### Your task
Copy whichever lines of the data hold the word "were".
Stored data below:
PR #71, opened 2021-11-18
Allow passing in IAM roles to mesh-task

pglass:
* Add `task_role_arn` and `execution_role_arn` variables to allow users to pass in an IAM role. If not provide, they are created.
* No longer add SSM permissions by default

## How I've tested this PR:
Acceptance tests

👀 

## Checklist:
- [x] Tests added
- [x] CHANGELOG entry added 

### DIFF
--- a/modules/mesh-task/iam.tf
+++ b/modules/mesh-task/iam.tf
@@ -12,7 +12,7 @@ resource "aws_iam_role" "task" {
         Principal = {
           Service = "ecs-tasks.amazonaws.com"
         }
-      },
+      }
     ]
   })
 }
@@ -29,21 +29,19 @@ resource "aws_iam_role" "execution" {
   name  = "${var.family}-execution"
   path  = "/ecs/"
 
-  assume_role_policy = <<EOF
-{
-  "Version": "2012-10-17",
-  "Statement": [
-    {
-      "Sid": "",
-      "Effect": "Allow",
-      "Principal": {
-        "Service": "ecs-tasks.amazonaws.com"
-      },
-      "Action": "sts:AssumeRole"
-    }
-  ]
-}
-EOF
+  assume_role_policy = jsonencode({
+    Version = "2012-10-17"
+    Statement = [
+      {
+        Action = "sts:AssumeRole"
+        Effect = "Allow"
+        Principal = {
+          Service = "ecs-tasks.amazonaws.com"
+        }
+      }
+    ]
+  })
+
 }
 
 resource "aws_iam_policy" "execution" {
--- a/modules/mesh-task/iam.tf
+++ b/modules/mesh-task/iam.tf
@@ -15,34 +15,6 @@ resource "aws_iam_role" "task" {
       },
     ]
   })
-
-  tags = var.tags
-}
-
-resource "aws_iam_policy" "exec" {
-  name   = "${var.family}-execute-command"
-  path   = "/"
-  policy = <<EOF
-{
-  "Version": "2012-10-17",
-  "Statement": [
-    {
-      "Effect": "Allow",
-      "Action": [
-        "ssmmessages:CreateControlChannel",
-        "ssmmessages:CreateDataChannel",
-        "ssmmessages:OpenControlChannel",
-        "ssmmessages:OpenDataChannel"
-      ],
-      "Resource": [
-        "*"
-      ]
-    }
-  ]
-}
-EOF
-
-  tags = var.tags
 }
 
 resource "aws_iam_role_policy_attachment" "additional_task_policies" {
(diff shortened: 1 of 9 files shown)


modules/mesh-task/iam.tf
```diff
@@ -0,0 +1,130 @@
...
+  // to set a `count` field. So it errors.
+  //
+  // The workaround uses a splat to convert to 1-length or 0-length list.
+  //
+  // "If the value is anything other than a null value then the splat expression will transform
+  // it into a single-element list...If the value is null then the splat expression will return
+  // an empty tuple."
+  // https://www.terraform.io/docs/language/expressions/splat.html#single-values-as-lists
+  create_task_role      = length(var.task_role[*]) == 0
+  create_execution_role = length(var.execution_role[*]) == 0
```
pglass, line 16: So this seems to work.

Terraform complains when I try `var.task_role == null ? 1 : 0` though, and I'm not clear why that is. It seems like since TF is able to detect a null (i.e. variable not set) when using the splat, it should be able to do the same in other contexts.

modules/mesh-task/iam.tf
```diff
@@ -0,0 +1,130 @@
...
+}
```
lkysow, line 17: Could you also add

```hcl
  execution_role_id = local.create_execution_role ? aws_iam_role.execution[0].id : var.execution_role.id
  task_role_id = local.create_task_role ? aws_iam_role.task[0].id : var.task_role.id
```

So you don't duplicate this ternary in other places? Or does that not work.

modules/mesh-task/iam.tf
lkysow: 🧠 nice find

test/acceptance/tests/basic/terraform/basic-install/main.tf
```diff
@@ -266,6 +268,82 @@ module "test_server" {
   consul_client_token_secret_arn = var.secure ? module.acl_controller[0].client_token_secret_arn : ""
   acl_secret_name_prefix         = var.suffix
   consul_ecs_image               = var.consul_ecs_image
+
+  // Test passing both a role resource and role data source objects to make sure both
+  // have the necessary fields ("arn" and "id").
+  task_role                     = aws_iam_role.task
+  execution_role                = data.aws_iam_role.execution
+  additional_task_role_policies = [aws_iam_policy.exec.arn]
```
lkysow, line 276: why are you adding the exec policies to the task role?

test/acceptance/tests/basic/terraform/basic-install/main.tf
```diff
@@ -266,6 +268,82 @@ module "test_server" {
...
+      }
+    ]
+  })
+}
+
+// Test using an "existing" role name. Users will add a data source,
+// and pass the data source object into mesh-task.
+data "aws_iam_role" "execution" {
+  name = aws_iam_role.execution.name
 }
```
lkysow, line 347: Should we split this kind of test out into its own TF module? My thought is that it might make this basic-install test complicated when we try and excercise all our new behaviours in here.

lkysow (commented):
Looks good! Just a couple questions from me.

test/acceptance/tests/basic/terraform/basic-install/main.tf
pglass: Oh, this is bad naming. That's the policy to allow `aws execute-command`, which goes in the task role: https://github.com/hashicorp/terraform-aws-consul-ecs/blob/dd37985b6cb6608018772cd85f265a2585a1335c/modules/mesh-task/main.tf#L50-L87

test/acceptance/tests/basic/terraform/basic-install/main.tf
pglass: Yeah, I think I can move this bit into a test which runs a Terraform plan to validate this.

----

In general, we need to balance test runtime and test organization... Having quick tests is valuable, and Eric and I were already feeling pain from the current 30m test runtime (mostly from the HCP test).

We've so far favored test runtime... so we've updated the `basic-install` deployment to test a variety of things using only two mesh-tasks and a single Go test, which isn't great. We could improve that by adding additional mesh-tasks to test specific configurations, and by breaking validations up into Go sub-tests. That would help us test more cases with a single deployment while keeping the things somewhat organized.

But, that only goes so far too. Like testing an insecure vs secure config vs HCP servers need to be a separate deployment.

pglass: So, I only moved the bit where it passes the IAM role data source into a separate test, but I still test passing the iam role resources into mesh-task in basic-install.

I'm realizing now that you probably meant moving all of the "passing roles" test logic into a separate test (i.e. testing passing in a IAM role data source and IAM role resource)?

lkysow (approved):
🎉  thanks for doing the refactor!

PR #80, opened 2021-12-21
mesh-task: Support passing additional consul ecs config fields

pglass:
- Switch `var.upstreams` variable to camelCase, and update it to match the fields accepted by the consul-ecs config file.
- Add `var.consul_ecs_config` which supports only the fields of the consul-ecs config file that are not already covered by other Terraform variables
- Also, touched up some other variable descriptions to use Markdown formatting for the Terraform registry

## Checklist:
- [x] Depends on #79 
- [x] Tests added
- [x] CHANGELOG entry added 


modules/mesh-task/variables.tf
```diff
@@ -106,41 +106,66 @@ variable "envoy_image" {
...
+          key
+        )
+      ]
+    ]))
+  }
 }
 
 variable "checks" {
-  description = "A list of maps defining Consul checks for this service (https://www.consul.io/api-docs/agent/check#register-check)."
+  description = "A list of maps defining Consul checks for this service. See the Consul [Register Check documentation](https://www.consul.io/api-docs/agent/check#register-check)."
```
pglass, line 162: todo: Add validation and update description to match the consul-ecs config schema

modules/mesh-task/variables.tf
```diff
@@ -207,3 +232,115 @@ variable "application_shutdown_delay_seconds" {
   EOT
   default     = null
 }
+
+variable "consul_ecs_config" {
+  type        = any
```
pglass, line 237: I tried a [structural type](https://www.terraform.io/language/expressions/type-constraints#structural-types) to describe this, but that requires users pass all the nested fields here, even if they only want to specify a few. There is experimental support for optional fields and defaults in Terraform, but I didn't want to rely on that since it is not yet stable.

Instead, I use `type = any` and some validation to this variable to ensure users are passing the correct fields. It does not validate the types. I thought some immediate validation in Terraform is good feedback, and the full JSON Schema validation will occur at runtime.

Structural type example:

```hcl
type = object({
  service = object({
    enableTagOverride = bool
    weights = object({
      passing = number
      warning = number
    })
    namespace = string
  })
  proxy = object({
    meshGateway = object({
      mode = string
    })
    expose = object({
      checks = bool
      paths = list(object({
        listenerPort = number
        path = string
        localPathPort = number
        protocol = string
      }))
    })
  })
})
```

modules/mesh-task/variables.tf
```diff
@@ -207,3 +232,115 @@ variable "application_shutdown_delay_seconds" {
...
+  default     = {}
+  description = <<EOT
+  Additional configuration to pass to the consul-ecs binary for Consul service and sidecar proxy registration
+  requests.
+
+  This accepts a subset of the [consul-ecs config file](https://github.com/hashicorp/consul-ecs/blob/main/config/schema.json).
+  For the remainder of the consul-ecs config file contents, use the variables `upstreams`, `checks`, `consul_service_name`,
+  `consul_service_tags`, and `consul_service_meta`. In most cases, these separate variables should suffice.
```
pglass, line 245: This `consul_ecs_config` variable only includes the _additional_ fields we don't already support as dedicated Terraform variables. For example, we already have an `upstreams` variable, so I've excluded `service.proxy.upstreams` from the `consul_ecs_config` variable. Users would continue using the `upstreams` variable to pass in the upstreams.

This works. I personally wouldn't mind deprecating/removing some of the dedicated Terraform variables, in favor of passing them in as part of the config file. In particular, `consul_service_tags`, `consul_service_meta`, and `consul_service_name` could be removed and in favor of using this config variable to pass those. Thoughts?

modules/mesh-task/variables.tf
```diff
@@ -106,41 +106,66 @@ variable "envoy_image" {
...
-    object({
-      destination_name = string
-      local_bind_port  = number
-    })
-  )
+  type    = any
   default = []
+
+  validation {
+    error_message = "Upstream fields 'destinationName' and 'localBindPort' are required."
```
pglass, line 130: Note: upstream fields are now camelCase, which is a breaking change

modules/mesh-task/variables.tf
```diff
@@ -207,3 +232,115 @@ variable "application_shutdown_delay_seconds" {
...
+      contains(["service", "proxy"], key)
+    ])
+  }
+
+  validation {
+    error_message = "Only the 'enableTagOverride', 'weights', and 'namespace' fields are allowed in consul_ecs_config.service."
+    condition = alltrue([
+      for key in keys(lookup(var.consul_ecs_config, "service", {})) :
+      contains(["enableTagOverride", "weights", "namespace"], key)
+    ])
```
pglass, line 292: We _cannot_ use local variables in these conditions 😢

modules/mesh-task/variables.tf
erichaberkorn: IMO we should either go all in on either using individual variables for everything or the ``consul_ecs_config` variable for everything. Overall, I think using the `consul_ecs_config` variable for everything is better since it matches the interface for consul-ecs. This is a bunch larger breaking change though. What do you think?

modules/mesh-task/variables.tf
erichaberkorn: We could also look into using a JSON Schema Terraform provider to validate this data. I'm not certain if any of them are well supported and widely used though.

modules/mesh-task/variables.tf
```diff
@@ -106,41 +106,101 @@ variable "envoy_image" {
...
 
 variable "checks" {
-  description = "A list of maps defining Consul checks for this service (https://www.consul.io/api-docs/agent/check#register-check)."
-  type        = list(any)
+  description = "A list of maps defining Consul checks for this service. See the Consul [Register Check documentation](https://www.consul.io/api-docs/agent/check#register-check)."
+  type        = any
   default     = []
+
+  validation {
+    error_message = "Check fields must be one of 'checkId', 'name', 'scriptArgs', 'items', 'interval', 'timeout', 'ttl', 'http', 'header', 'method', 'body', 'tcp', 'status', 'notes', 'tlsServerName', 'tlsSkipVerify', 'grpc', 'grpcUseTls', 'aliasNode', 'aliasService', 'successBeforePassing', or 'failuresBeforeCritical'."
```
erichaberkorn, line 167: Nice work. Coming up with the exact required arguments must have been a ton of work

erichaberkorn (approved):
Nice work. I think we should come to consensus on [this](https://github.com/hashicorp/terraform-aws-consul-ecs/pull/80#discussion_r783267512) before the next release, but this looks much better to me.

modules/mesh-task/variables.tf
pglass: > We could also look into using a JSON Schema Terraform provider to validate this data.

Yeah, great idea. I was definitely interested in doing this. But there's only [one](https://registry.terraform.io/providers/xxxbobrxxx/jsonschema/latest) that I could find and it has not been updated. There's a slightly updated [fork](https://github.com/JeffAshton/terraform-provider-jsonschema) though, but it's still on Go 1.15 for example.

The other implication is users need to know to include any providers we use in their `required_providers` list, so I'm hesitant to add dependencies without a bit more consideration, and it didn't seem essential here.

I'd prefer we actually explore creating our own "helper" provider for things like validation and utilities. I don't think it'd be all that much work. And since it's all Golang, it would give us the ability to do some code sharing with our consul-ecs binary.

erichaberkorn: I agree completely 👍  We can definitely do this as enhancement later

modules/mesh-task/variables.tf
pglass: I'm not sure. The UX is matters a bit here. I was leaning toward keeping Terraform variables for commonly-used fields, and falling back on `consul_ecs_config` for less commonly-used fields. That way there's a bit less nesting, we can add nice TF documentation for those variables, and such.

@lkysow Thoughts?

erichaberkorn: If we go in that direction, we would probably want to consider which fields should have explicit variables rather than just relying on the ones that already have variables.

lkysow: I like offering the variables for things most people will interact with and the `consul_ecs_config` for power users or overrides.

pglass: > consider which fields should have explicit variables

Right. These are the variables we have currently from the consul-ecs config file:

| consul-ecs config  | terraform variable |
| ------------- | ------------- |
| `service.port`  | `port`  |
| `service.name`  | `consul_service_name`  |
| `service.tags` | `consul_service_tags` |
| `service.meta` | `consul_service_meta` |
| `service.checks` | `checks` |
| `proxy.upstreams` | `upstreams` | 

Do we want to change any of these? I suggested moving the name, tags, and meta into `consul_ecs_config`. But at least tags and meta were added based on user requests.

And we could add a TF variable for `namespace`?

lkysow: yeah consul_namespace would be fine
End of Stored data.
### Answer
In general, we need to balance test runtime and test organization... Having quick tests is valuable, and Eric and I were already feeling pain from the current 30m test runtime (mostly from the HCP test).
Do we want to change any of these? I suggested moving the name, tags, and meta into `consul_ecs_config`. But at least tags and meta were added based on user requests.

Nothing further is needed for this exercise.